(Exercise): Every entry needs to be printed exactly, please.

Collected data
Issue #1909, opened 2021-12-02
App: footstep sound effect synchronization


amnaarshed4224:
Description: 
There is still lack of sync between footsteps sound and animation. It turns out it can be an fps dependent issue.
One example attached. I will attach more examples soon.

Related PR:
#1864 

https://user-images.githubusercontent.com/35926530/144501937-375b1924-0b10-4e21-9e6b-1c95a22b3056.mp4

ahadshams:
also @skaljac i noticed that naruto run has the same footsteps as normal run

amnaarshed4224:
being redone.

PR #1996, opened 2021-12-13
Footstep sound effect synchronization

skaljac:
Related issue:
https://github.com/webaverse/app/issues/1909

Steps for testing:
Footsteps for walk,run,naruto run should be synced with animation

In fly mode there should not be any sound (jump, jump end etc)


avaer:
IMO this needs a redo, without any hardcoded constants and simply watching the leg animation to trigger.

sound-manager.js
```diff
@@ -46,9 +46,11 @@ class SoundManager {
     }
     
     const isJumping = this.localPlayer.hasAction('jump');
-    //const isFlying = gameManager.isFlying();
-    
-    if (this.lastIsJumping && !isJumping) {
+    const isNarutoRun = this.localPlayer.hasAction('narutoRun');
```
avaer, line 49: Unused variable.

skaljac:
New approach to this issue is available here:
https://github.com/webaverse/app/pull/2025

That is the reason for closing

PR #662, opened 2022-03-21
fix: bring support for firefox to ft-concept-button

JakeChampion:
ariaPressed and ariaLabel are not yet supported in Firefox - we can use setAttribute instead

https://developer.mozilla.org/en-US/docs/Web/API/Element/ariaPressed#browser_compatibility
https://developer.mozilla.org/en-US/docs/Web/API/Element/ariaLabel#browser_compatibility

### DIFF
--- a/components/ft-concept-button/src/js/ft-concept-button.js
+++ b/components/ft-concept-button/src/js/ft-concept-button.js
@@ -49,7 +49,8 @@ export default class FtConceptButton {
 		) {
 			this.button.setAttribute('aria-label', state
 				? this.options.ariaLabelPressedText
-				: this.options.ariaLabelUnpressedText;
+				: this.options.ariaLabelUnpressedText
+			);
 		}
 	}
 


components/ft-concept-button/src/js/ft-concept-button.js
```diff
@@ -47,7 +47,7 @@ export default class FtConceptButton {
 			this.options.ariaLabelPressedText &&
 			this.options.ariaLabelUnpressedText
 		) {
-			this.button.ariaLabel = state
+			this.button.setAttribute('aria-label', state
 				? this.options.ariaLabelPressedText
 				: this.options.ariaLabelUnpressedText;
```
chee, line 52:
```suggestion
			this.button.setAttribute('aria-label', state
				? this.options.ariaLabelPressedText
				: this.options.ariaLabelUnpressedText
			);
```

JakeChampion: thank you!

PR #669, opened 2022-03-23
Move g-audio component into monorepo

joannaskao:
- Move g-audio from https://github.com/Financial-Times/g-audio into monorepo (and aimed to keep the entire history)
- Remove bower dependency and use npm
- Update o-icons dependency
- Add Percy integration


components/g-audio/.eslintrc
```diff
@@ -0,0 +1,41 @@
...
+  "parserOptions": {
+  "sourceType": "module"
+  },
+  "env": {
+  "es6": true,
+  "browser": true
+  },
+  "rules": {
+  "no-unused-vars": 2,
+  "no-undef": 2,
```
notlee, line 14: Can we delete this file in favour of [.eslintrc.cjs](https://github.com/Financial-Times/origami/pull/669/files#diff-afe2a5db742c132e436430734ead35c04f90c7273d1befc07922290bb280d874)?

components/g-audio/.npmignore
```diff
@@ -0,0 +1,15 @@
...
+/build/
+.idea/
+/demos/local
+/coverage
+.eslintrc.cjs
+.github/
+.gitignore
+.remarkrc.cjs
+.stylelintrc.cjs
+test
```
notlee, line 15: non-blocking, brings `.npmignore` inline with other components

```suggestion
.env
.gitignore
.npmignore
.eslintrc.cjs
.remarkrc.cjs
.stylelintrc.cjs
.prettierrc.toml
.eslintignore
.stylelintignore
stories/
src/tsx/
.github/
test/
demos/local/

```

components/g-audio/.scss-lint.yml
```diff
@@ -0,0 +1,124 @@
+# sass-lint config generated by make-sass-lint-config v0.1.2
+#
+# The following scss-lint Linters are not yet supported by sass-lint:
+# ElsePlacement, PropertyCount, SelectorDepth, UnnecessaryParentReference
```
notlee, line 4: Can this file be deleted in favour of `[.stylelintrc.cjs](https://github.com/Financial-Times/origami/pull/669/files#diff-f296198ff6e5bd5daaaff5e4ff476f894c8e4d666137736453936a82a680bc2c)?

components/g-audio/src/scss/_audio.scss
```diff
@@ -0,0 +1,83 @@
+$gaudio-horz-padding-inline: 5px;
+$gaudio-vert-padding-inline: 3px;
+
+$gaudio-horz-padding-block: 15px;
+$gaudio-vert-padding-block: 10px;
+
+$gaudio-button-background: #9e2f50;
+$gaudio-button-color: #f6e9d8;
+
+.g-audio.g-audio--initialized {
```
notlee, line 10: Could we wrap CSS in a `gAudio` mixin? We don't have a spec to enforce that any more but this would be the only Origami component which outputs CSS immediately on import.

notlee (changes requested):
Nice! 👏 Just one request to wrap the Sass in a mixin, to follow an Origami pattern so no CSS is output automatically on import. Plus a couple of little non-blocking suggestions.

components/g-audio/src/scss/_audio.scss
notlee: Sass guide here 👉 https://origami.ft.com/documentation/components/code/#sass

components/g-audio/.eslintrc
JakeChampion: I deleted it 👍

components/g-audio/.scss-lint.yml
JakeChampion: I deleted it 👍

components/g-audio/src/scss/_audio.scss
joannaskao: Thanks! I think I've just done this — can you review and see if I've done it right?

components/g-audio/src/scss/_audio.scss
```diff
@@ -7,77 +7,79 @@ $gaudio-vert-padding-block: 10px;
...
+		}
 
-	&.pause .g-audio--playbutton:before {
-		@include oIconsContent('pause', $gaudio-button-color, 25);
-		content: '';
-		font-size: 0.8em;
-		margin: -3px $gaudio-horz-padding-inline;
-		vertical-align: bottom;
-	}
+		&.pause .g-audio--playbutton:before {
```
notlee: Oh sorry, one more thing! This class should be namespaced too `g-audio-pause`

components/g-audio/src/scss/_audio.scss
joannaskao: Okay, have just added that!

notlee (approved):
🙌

(The completed task):
Issue #1909, opened 2021-12-02
App: footstep sound effect synchronization


amnaarshed4224:
Description: 
There is still lack of sync between footsteps sound and animation. It turns out it can be an fps dependent issue.
One example attached. I will attach more examples soon.

Related PR:
#1864 

https://user-images.githubusercontent.com/35926530/144501937-375b1924-0b10-4e21-9e6b-1c95a22b3056.mp4

ahadshams:
also @skaljac i noticed that naruto run has the same footsteps as normal run

amnaarshed4224:
being redone.

PR #1996, opened 2021-12-13
Footstep sound effect synchronization

skaljac:
Related issue:
https://github.com/webaverse/app/issues/1909

Steps for testing:
Footsteps for walk,run,naruto run should be synced with animation

In fly mode there should not be any sound (jump, jump end etc)


avaer:
IMO this needs a redo, without any hardcoded constants and simply watching the leg animation to trigger.

sound-manager.js
```diff
@@ -46,9 +46,11 @@ class SoundManager {
     }
     
     const isJumping = this.localPlayer.hasAction('jump');
-    //const isFlying = gameManager.isFlying();
-    
-    if (this.lastIsJumping && !isJumping) {
+    const isNarutoRun = this.localPlayer.hasAction('narutoRun');
```
avaer, line 49: Unused variable.

skaljac:
New approach to this issue is available here:
https://github.com/webaverse/app/pull/2025

That is the reason for closing

PR #662, opened 2022-03-21
fix: bring support for firefox to ft-concept-button

JakeChampion:
ariaPressed and ariaLabel are not yet supported in Firefox - we can use setAttribute instead

https://developer.mozilla.org/en-US/docs/Web/API/Element/ariaPressed#browser_compatibility
https://developer.mozilla.org/en-US/docs/Web/API/Element/ariaLabel#browser_compatibility

### DIFF
--- a/components/ft-concept-button/src/js/ft-concept-button.js
+++ b/components/ft-concept-button/src/js/ft-concept-button.js
@@ -49,7 +49,8 @@ export default class FtConceptButton {
 		) {
 			this.button.setAttribute('aria-label', state
 				? this.options.ariaLabelPressedText
-				: this.options.ariaLabelUnpressedText;
+				: this.options.ariaLabelUnpressedText
+			);
 		}
 	}
 


components/ft-concept-button/src/js/ft-concept-button.js
```diff
@@ -47,7 +47,7 @@ export default class FtConceptButton {
 			this.options.ariaLabelPressedText &&
 			this.options.ariaLabelUnpressedText
 		) {
-			this.button.ariaLabel = state
+			this.button.setAttribute('aria-label', state
 				? this.options.ariaLabelPressedText
 				: this.options.ariaLabelUnpressedText;
```
chee, line 52:
```suggestion
			this.button.setAttribute('aria-label', state
				? this.options.ariaLabelPressedText
				: this.options.ariaLabelUnpressedText
			);
```

JakeChampion: thank you!

PR #669, opened 2022-03-23
Move g-audio component into monorepo

joannaskao:
- Move g-audio from https://github.com/Financial-Times/g-audio into monorepo (and aimed to keep the entire history)
- Remove bower dependency and use npm
- Update o-icons dependency
- Add Percy integration


components/g-audio/.eslintrc
```diff
@@ -0,0 +1,41 @@
...
+  "parserOptions": {
+  "sourceType": "module"
+  },
+  "env": {
+  "es6": true,
+  "browser": true
+  },
+  "rules": {
+  "no-unused-vars": 2,
+  "no-undef": 2,
```
notlee, line 14: Can we delete this file in favour of [.eslintrc.cjs](https://github.com/Financial-Times/origami/pull/669/files#diff-afe2a5db742c132e436430734ead35c04f90c7273d1befc07922290bb280d874)?

components/g-audio/.npmignore
```diff
@@ -0,0 +1,15 @@
...
+/build/
+.idea/
+/demos/local
+/coverage
+.eslintrc.cjs
+.github/
+.gitignore
+.remarkrc.cjs
+.stylelintrc.cjs
+test
```
notlee, line 15: non-blocking, brings `.npmignore` inline with other components

```suggestion
.env
.gitignore
.npmignore
.eslintrc.cjs
.remarkrc.cjs
.stylelintrc.cjs
.prettierrc.toml
.eslintignore
.stylelintignore
stories/
src/tsx/
.github/
test/
demos/local/

```

components/g-audio/.scss-lint.yml
```diff
@@ -0,0 +1,124 @@
+# sass-lint config generated by make-sass-lint-config v0.1.2
+#
+# The following scss-lint Linters are not yet supported by sass-lint:
+# ElsePlacement, PropertyCount, SelectorDepth, UnnecessaryParentReference
```
notlee, line 4: Can this file be deleted in favour of `[.stylelintrc.cjs](https://github.com/Financial-Times/origami/pull/669/files#diff-f296198ff6e5bd5daaaff5e4ff476f894c8e4d666137736453936a82a680bc2c)?

components/g-audio/src/scss/_audio.scss
```diff
@@ -0,0 +1,83 @@
+$gaudio-horz-padding-inline: 5px;
+$gaudio-vert-padding-inline: 3px;
+
+$gaudio-horz-padding-block: 15px;
+$gaudio-vert-padding-block: 10px;
+
+$gaudio-button-background: #9e2f50;
+$gaudio-button-color: #f6e9d8;
+
+.g-audio.g-audio--initialized {
```
notlee, line 10: Could we wrap CSS in a `gAudio` mixin? We don't have a spec to enforce that any more but this would be the only Origami component which outputs CSS immediately on import.

notlee (changes requested):
Nice! 👏 Just one request to wrap the Sass in a mixin, to follow an Origami pattern so no CSS is output automatically on import. Plus a couple of little non-blocking suggestions.

components/g-audio/src/scss/_audio.scss
notlee: Sass guide here 👉 https://origami.ft.com/documentation/components/code/#sass

components/g-audio/.eslintrc
JakeChampion: I deleted it 👍

components/g-audio/.scss-lint.yml
JakeChampion: I deleted it 👍

components/g-audio/src/scss/_audio.scss
joannaskao: Thanks! I think I've just done this — can you review and see if I've done it right?

components/g-audio/src/scss/_audio.scss
```diff
@@ -7,77 +7,79 @@ $gaudio-vert-padding-block: 10px;
...
+		}
 
-	&.pause .g-audio--playbutton:before {
-		@include oIconsContent('pause', $gaudio-button-color, 25);
-		content: '';
-		font-size: 0.8em;
-		margin: -3px $gaudio-horz-padding-inline;
-		vertical-align: bottom;
-	}
+		&.pause .g-audio--playbutton:before {
```
notlee: Oh sorry, one more thing! This class should be namespaced too `g-audio-pause`

components/g-audio/src/scss/_audio.scss
joannaskao: Okay, have just added that!

notlee (approved):
🙌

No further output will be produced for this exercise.